▶ **TRY IT**:
Look through the entries below and extract exactly the lines from the one containing "Abomasnow with Berry Juice using Natural Gift" through the one containing "To highlight that", ends included.

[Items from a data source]
******

Issue #572, opened 2023-08-03
Feat: Calculate damage for Pain Split


jmynes:
Is it possible to add Pain Split calculation?
It would be great to quickly see if I will heal or deal damage in any particular battle state, without having to manually do the math.

I'm not sure how this well fits in the official calculator's UI, but if damage healed/dealt were queryable, it would be easier to add to other software which queries this package.

----

If it were to fit into the existing UI, I would guess the best option is to put healing % on the left of the `-`, and dmg on the right, maybe with color coding, or a dotted underline indicating a tooltip?

ForwardFeed:
Winning HP:
![image](https://github.com/smogon/damage-calc/assets/76596109/0dab4e0d-8e7b-47f2-bdf1-8cfae3b4af94)
Losing HP:
![image](https://github.com/smogon/damage-calc/assets/76596109/6f3124f6-f3c2-4325-94e0-67f4accbe0ee)

I managed to render this kind of results, if people feels its right so, i'll do a PR

AustinXII:
#585

PR #585, opened 2023-10-29
Support Pain Split

ForwardFeed:
to implement the requested feat #572

Note, i tried to make a full rebase before pushing but failed (i really struggle with git) so there is the other changed of ruination and super fang along side it


jmynes:
This would be super useful in showdex if merged in calc 👀

calc/src/mechanics/gen789.ts
ForwardFeed, line 1: Nature's madness at least does 1hp in damage, it's tiny but the || 1 was justified there

ForwardFeed:
can't you squash it yourself? like, you're the last one that have worked on it makes more sense for me?

Issue #499, opened 2022-12-06
Allow Calcs to be Shared


corydissinger:
It's probably a good bit of work to allow calcs to be shared - but would it be possible using query params / path variables? Effectively a long URL with necessary state so people can share calcs.

chessai:
Would love this.

joebangara43903:
![image](https://user-images.githubusercontent.com/131228993/232965015-897c692b-60a6-4439-a186-7cde90ecad34.png)

ForwardFeed:
Maybe using the import/export field is better,
Just adding a export calculation button and using the import field to just paste a Base64 or JSON Text

ForwardFeed:
Well, i'm doing it, and nevermind i agree the path variable is the most practical for end user

AustinXII:
Duplicate #586

PR #587, opened 2023-11-05
Support Sharing calculation

ForwardFeed:
in reference to #499
I haven't fully tested it however as I don't know too much how should I test it.
in todofix there is this bug with Dynamax and non-full HP situation.


AustinXII:
@thejetou opinions? I'm sure a lot of people would like this feature.

AustinXII:
After some testing, it does seem to works for abomasnow but fails to work if you try sharing a calc with a different pokemon. I'll see if I can figure out whats going on and hopefully we can merge this.

AustinXII:
Oh I see, it only doesn't work if the Pokémon has more than one form

AustinXII:
Also the set should only be shown in the same generation the damage calc was made in. Currently if you shared a damage calc and the person uses the link, that set would be shown in all generations.

ForwardFeed:
When I did the code a while back ago it was supposed to redirect the receiver gen to the sender gen. It is likely not up to date of the current codebase on many points.

AustinXII:
@ForwardFeed I would love to add this if you’d take a jab at updating this PR now that I’m back.

ForwardFeed:
I'm sorry I'll probably not work on the smogon calc in the future. I've made this PR 9 months prio, In between I have made my own fork where i changed a lot of code that i don't remember well the codebase of the smogon calc and currently If  I'm again working on a calc I would want to make my own nuzlocke specialized calc.

AustinXII:
@ForwardFeed no problem at all. We appreciate the PR, I’m sorry for the ghosting and no response.

PR #592, opened 2023-12-26
Gens 4-9: Remove interaction between Natural Gift and Berry Juice

shrianshChari:
Currently, when a Pokemon uses Natural Gift while holding a Berry Juice, it is treated as a 1 BP Normal-type move. This will now accurately display that a Pokemon using Natural Gift while holding a Berry Juice will deal 0 damage.

Abomasnow with Berry Juice using Natural Gift


shrianshChari:
Closing for now to refactor code and use a different branch

PR #593, opened 2023-12-26
Gens 4-9: Remove interaction between Natural Gift and Berry Juice

shrianshChari:
Currently, when a Pokemon uses Natural Gift while holding a Berry Juice, it is treated as a 1 BP Normal-type move. This will now accurately display that a Pokemon using Natural Gift while holding a Berry Juice will deal 0 damage.

Screenshot from 2023-12-26 15-57-44

### DIFF
--- a/calc/src/mechanics/gen4.ts
+++ b/calc/src/mechanics/gen4.ts
@@ -88,7 +88,8 @@ export function calculateDPP(
     desc.moveBP = basePower;
   } else if (move.named('Judgment') && attacker.item && attacker.item.includes('Plate')) {
     move.type = getItemBoostType(attacker.item)!;
-  } else if (move.named('Natural Gift') && attacker.item && attacker.item.includes('Berry')) {
+  } else if (move.named('Natural Gift') && attacker.item && attacker.item.includes('Berry') &&
+      attacker.item !== 'Berry Juice') {
     const gift = getNaturalGift(gen, attacker.item)!;
     move.type = gift.t;
     move.bp = gift.p;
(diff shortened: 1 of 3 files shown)


shrianshChari:
Bumping.

ShivaD173:
This fails to take into account Berry Sweet, which also has the same wrong interaction. An easier approach than this I think would be to just change `items.ts:400` from 1 to 0bp.

shrianshChari:
> An easier approach than this I think would be to just change `items.ts:400` from 1 to 0bp.

The reason why I didn't want to do this was that the text that would display would be inconsistent with other items that don't interact with Natural Gift. Take an Abomasnow holding an Icy Rock:

Abomasnow Natural Gift vs. 168 HP Abomasnow: 0-0 (0 - 0%) -- possibly the worst move ever
image

To highlight that Berry Juice and Berry Sweet don't interact at all with Natural Gift, we want to ensure the text isn't different so that it isn't confusing to people who are familiar with how Natural Gift appears when using a berry.

This is what it would look like when changing the bp from 1 to 0:

Berry Juice Abomasnow Natural Gift (Normal) vs. 168 HP Abomasnow: 0-0 (0 - 0%) -- possibly the worst move ever
image

And this is what it would look like when explicitly telling Natural Gift to ignore Berry Juice and Berry Sweet:

Abomasnow Natural Gift vs. 168 HP Abomasnow: 0-0 (0 - 0%) -- possibly the worst move ever
image

As you can see, the second example is more in line with how Natural Gift interacts with other items, and I believe it is preferable to treat Berry Juice and Berry Sweet this way.

PR #85, opened 2019-02-11
N/A values in numeric fields

mirelagrigoras:
I have been trying to use tap-hubspot with target-postgres, but I had a problem with the integer columns. For fields that have the type 'number',  tap-huspot will two types for a single field ("number" and "string", in order to accept 'N/A' values : https://github.com/singer-io/tap-hubspot/blob/master/tap_hubspot/__init__.py#L120 ), which is not allowed in a relational database (a column must have a single data type). Generating 2 field types will make target-postgres (or any other sql target) to create 2 columns of different types and different names from the original field name, which will make the import of the hubspot data impossible, since a field should be mapped 
to only one column, not to two. 
So, my suggestion would be to process the rows as they are received from the APIs calls and replace any 'N/A' values with None, so that the type of a number field could be  
 `"type":[ "null", "number" ]`.

Let me know if I`m missing something or if I missunderstood anything regarding how tap-hubspot works
Also, if you have any another approach that would solve this problem, I would be more than pleased to hear it.


cmerrick:
Hi @mirelagrigoras, thanks for your contribution!

cmerrick:
You did it @mirelagrigoras!

mirelagrigoras:
@cmerrick Could you, please, take a look on this pull request?

PR #86, opened 2019-02-21
Postgres compatible tap-hubspot

mirelagrigoras:
Tap-hubspot, as it is now, generates a schema with 2 types for integer fields, which is not allowed in a Postgres database (a column must have a single data type) and will make the postgres target (or any other relational databases targets) to generate 2 columns with different types and different names. 
In this pull request I add a new argument that can be passed to the tap `--postgres_compatible` which will make the tap replace N/A values with None  and generate a schema that will contain `"type":[ "null", "number" ] ` for integer fields, not `"type":[ "null", "number" , "string"]`, as it happens in the current version. Otherwise, if the `--postgres_compatible` argument is not passed, the schema that is generated will remain the same as it is at the moment.

This is an alternative to https://github.com/singer-io/tap-hubspot/pull/85/

### DIFF
--- a/tap_hubspot/__init__.py
+++ b/tap_hubspot/__init__.py
@@ -920,7 +920,7 @@ def do_sync(STATE, catalogs, postgres_compatible = False):
         singer.write_state(STATE)
 
         try:
-            STATE = make_postgres_comp_if_needed(stream, STATE, ctx, postgres_comp)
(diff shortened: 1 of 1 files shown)


paddie:
@mdimercurio thanks for this, I used it to solve the issue I had with the target-bigquery - which is also breaking on multiple types.

PR #94, opened 2019-07-22
Feature/configurable window size

luandy64:
Hard coding the `chunk_size` has seemed to work for the tap up until now. This PR renames `chunk_size` to `window_size` and makes them a configurable field via `config.json`

There's also some whitespace changes that happened.

### DIFF
--- a/tap_hubspot/__init__.py
+++ b/tap_hubspot/__init__.py
@@ -38,11 +38,6 @@ class StateFields:
     offset = 'offset'
     this_stream = 'this_stream'
 
-CHUNK_SIZES = {
-    "email_events": 1000 * 60 * 60 * 24,
-    "subscription_changes": 1000 * 60 * 60 * 24,
-}
-
 BASE_URL = "https://api.hubapi.com"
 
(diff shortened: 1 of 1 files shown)


tap_hubspot/__init__.py
```diff
@@ -38,18 +38,15 @@ class StateFields:
...
-
 BASE_URL = "https://api.hubapi.com"
 
 CONTACTS_BY_COMPANY = "contacts_by_company"
 
 CONFIG = {
     "access_token": None,
     "token_expires": None,
+    "email_chunk_size": 1000 * 60 * 60 * 24,
+    "subscription_chunk_size": 1000 * 60 * 60 * 24,
```
dmosorast: Assuming this gets overridden when args are parsed? Seems a bit too magic, can you make it fall back at that point? Keeping it None here? With a constant like `DEFAULT_CHUNK_SIZE`?

luandy64: My understanding is that the args will upsert into this dictionary. 

I don't think None is the right move here. But I'll pull out the numbers as `DEFAULT_CHUNK_SIZE`

PR #100, opened 2019-09-05
Switched to using metadata in V2

luandy64:


tap_hubspot/__init__.py
```diff
@@ -864,9 +861,13 @@ def do_sync(STATE, catalogs):
...
 class Context(object):
     def __init__(self, catalog):
-        self.selected_stream_ids = set(
-            s.get('tap_stream_id') for s in catalog.get('streams')
-            if s.get('schema').get('selected'))
+        self.selected_stream_ids = set()
+
+        for stream in catalog.get('streams'):
+            for mdata in stream['metadata']:
+                if mdata['breadcrumb'] == [] and mdata['metadata']['selected'] == True:
```
dmosorast: Should probably be `mdata['metadata'].get('selected')`

tap_hubspot/__init__.py
```diff
@@ -864,9 +861,13 @@ def do_sync(STATE, catalogs):
...
+                    self.selected_stream_ids.add(stream.get('tap_stream_id'))
```
dmosorast: This should always be present, and it might be better to blow up rather than to have a `tap_stream_id` of None. Should be `stream['tap_stream_id']`

tap_hubspot/__init__.py
```diff
@@ -824,26 +825,22 @@ def get_streams_to_sync(streams, state):
...
-
     return selected_streams
 
-def do_sync(STATE, catalogs):
+def do_sync(STATE, catalog):
     # Clear out keys that are no longer used
     clean_state(STATE)
 
-    ctx = Context(catalogs)
+    ctx = Context(catalog)
```
dmosorast: I didn't see this in the other commit (for crossbeam's version). Doesn't look like an issue, but wanted to comment for a second look.

luandy64: We changed this during our first read through the code. But it kept it because it fit our mental model better. We didn't change it in the crossbeam version though

dmosorast: Sounds good to me!

PR #107, opened 2020-01-02
Move properties fields to top level

KAllan357:
# Description of change

Moves properties for certain streams (`deals`, `contacts`, `companies`) to the top level so they are selectable and also keep them nested under `properties`.

Moves versions of data to the top level and nests under `properties_versions`

# Manual QA steps
 - 
 
# Risks
 - 
 
# Rollback steps
 - revert this branch

### DIFF
--- a/tap_hubspot/__init__.py
+++ b/tap_hubspot/__init__.py
@@ -162,7 +162,7 @@ def get_field_schema(field_type, extras=False):
 def parse_custom_schema(entity_name, data):
     # Prefix custom properties with "property"
     return {
-        "property_{}".format(field['name']): get_field_schema(
+        field['name']: get_field_schema(
             field['type'], entity_name != "contacts")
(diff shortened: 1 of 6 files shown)


tap_hubspot/__init__.py
```diff
@@ -836,6 +859,13 @@ def get_selected_streams(remaining_streams, ctx):
             selected_streams.append(stream)
     return selected_streams
 
+def has_selected_custom_field(mdata):
+    top_level_custom_props = [x for x in mdata if len(x) == 2 and 'property_' in x[1]]
+    for prop in top_level_custom_props:
+        if mdata.get(prop, {}).get('selected') == True:
+            return True
+    return False
+
```
dmosorast: Move this up to above `sync_deals`, just for order-s sake (even though Python doesn't care)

******

▶ **SOLUTION FOR THIS PROBLEM**:
Abomasnow with Berry Juice using Natural Gift


shrianshChari:
Closing for now to refactor code and use a different branch

PR #593, opened 2023-12-26
Gens 4-9: Remove interaction between Natural Gift and Berry Juice

shrianshChari:
Currently, when a Pokemon uses Natural Gift while holding a Berry Juice, it is treated as a 1 BP Normal-type move. This will now accurately display that a Pokemon using Natural Gift while holding a Berry Juice will deal 0 damage.

Screenshot from 2023-12-26 15-57-44

### DIFF
--- a/calc/src/mechanics/gen4.ts
+++ b/calc/src/mechanics/gen4.ts
@@ -88,7 +88,8 @@ export function calculateDPP(
     desc.moveBP = basePower;
   } else if (move.named('Judgment') && attacker.item && attacker.item.includes('Plate')) {
     move.type = getItemBoostType(attacker.item)!;
-  } else if (move.named('Natural Gift') && attacker.item && attacker.item.includes('Berry')) {
+  } else if (move.named('Natural Gift') && attacker.item && attacker.item.includes('Berry') &&
+      attacker.item !== 'Berry Juice') {
     const gift = getNaturalGift(gen, attacker.item)!;
     move.type = gift.t;
     move.bp = gift.p;
(diff shortened: 1 of 3 files shown)


shrianshChari:
Bumping.

ShivaD173:
This fails to take into account Berry Sweet, which also has the same wrong interaction. An easier approach than this I think would be to just change `items.ts:400` from 1 to 0bp.

shrianshChari:
> An easier approach than this I think would be to just change `items.ts:400` from 1 to 0bp.

The reason why I didn't want to do this was that the text that would display would be inconsistent with other items that don't interact with Natural Gift. Take an Abomasnow holding an Icy Rock:

Abomasnow Natural Gift vs. 168 HP Abomasnow: 0-0 (0 - 0%) -- possibly the worst move ever
image

To highlight that Berry Juice and Berry Sweet don't interact at all with Natural Gift, we want to ensure the text isn't different so that it isn't confusing to people who are familiar with how Natural Gift appears when using a berry.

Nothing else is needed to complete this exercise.